Work request:
Select and copy out every line in the records containing "negative".

Dataset content:
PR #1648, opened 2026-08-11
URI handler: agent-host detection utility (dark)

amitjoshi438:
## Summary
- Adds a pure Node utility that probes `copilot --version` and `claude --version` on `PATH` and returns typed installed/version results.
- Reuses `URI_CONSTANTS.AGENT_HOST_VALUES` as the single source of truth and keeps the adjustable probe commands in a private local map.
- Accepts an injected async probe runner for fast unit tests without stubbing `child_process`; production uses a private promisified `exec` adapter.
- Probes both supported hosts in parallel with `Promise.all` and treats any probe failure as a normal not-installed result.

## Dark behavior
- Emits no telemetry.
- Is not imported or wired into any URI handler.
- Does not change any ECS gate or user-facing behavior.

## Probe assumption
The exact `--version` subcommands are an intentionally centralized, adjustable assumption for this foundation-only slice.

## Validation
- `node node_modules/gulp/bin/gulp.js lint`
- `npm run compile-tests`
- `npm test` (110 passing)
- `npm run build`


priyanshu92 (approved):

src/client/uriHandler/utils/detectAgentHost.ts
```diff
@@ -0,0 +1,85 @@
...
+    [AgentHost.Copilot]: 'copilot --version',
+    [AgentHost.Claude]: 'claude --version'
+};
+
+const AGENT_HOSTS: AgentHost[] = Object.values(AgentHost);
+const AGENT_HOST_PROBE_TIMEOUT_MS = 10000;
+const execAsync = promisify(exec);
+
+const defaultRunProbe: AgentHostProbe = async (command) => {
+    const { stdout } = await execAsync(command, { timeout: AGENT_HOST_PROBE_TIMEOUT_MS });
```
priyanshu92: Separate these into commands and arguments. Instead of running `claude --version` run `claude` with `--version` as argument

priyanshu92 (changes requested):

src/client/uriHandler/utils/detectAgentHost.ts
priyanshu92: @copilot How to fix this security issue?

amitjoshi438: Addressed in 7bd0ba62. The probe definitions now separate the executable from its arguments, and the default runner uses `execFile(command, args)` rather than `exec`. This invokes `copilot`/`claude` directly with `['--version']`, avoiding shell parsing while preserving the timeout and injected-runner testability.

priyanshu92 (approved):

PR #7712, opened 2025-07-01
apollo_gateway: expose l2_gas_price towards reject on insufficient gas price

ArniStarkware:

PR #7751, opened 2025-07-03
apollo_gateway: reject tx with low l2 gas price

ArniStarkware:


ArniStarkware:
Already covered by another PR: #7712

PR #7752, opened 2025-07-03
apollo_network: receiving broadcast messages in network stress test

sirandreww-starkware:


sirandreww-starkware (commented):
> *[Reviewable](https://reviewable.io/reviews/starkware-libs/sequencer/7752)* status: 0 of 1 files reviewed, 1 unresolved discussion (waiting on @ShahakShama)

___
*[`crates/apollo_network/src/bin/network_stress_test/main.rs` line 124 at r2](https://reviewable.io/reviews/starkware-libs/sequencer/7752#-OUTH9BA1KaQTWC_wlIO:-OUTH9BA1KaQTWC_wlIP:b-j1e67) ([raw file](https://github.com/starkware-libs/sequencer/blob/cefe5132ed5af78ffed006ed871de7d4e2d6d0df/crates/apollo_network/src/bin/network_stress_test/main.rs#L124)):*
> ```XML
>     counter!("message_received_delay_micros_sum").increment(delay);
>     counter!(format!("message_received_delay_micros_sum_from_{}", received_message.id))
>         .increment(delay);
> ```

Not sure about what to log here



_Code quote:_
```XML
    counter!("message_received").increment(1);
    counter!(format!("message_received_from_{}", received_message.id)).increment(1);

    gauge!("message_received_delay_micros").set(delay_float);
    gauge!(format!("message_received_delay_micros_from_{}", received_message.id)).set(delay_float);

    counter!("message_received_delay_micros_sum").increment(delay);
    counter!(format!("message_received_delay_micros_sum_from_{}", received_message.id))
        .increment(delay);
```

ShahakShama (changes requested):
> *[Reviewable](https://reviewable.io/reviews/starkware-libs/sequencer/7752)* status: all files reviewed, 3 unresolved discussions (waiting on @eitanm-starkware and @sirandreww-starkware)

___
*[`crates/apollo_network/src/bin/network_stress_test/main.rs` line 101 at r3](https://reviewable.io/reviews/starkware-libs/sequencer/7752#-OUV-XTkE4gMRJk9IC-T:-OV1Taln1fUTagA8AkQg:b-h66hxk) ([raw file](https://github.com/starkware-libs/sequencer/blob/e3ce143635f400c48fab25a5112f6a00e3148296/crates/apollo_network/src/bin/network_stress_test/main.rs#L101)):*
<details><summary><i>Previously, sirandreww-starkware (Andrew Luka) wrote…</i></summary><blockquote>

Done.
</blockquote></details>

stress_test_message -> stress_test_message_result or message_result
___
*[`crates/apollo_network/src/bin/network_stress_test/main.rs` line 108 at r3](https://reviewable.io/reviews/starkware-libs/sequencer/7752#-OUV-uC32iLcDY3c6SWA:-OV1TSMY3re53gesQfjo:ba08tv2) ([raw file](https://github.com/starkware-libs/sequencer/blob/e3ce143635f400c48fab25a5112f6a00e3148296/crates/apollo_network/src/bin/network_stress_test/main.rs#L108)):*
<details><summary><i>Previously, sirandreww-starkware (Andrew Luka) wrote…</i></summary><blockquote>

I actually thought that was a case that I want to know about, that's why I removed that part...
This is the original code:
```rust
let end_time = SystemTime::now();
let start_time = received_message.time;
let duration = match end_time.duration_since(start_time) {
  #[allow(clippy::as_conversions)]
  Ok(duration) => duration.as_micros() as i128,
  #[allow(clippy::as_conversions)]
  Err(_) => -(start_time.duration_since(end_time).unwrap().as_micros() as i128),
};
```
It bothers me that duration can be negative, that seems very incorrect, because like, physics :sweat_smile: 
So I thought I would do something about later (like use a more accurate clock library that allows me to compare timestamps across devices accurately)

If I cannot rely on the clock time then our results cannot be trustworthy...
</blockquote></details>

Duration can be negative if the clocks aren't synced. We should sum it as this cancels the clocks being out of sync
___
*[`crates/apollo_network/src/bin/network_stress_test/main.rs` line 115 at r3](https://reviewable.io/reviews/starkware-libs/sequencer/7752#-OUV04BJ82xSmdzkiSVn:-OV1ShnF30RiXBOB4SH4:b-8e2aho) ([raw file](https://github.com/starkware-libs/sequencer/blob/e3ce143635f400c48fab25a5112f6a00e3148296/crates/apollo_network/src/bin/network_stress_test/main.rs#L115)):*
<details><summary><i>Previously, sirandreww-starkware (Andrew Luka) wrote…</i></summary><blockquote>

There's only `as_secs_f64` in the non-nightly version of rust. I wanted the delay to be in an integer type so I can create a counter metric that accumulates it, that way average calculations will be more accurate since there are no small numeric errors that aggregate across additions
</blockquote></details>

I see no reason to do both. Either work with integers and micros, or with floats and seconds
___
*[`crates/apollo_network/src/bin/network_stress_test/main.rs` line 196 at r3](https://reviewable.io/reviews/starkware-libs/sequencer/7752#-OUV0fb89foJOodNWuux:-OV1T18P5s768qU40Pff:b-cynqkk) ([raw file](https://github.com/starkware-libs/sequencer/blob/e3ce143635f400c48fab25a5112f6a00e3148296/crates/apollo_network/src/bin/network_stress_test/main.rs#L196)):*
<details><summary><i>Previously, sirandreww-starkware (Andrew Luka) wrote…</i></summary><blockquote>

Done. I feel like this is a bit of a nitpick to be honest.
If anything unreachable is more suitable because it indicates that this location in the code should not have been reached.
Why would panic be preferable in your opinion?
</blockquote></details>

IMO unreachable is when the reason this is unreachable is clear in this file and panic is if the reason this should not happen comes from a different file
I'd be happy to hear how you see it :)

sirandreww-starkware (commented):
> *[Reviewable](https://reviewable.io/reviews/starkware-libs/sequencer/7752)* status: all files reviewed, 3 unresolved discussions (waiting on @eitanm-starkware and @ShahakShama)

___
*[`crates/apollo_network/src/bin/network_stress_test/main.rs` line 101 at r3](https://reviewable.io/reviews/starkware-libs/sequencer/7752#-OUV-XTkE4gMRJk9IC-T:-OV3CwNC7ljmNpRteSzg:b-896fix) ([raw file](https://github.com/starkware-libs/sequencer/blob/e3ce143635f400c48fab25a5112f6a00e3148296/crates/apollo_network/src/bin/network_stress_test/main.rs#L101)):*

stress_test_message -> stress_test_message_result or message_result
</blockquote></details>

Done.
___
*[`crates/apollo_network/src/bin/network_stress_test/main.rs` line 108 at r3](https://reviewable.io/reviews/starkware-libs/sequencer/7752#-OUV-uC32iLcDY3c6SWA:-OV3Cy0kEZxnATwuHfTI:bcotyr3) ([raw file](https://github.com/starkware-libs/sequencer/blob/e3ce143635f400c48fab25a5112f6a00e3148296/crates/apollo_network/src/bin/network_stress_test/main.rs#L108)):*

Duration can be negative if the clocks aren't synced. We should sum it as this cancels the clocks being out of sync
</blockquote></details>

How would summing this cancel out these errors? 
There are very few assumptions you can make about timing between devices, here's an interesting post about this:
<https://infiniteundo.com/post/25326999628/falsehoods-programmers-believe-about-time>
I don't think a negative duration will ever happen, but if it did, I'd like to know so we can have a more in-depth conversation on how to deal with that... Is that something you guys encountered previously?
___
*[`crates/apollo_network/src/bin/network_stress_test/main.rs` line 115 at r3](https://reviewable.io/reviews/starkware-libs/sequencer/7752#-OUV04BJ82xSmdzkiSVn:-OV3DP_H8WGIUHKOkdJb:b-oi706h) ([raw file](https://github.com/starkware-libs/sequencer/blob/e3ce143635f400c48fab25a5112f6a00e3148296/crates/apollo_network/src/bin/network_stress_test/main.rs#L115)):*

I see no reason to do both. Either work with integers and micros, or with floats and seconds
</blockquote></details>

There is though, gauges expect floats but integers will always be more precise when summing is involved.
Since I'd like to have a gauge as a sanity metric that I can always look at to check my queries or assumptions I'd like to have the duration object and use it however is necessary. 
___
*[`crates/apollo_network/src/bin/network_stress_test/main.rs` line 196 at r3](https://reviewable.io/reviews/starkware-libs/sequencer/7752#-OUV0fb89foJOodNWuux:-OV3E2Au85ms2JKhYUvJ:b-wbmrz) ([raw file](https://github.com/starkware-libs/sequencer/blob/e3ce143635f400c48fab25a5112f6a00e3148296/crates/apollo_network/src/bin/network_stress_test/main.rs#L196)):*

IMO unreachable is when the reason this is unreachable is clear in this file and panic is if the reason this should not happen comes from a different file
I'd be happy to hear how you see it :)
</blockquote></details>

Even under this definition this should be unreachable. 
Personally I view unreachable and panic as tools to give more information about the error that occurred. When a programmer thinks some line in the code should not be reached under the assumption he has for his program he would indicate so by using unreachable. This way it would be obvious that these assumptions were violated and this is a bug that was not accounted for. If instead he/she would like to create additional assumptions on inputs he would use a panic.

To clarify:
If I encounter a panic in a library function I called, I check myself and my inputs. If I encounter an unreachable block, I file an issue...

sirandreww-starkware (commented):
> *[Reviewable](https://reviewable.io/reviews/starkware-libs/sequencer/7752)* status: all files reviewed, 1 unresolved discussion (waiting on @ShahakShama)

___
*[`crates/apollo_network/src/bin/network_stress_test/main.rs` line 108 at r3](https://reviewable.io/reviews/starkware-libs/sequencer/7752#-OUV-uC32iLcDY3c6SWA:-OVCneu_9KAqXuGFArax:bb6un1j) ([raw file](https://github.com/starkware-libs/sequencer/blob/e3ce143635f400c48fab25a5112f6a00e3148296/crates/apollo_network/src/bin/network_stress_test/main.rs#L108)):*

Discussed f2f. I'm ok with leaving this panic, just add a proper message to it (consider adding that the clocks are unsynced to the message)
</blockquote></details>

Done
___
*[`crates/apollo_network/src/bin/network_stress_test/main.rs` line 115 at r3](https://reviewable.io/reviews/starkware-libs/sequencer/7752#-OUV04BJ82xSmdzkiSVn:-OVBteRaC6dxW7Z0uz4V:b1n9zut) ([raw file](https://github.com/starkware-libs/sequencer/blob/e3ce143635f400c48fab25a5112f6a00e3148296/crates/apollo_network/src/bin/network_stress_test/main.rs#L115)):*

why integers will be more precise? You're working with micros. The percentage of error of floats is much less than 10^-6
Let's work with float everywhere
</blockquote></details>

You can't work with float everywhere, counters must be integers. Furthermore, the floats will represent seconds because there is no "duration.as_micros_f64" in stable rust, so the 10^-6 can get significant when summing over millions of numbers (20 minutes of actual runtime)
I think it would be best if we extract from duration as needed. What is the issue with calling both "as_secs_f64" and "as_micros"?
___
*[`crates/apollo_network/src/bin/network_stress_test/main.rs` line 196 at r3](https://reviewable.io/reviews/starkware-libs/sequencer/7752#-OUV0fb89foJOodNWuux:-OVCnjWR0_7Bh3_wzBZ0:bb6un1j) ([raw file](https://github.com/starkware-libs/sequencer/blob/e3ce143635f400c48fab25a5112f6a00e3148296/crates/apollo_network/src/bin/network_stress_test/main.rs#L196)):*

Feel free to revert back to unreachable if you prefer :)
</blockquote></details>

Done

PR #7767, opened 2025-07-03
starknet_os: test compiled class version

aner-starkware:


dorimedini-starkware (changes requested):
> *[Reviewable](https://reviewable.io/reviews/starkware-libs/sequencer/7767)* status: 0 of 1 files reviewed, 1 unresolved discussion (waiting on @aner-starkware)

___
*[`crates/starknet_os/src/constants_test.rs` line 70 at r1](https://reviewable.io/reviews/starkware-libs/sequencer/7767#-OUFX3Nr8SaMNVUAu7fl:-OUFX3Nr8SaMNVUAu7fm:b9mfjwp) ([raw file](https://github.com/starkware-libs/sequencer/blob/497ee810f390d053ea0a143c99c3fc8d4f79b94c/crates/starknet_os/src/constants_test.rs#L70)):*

Solution:
It bothers me that duration can be negative, that seems very incorrect, because like, physics :sweat_smile: 
Duration can be negative if the clocks aren't synced. We should sum it as this cancels the clocks being out of sync
Duration can be negative if the clocks aren't synced. We should sum it as this cancels the clocks being out of sync
I don't think a negative duration will ever happen, but if it did, I'd like to know so we can have a more in-depth conversation on how to deal with that... Is that something you guys encountered previously?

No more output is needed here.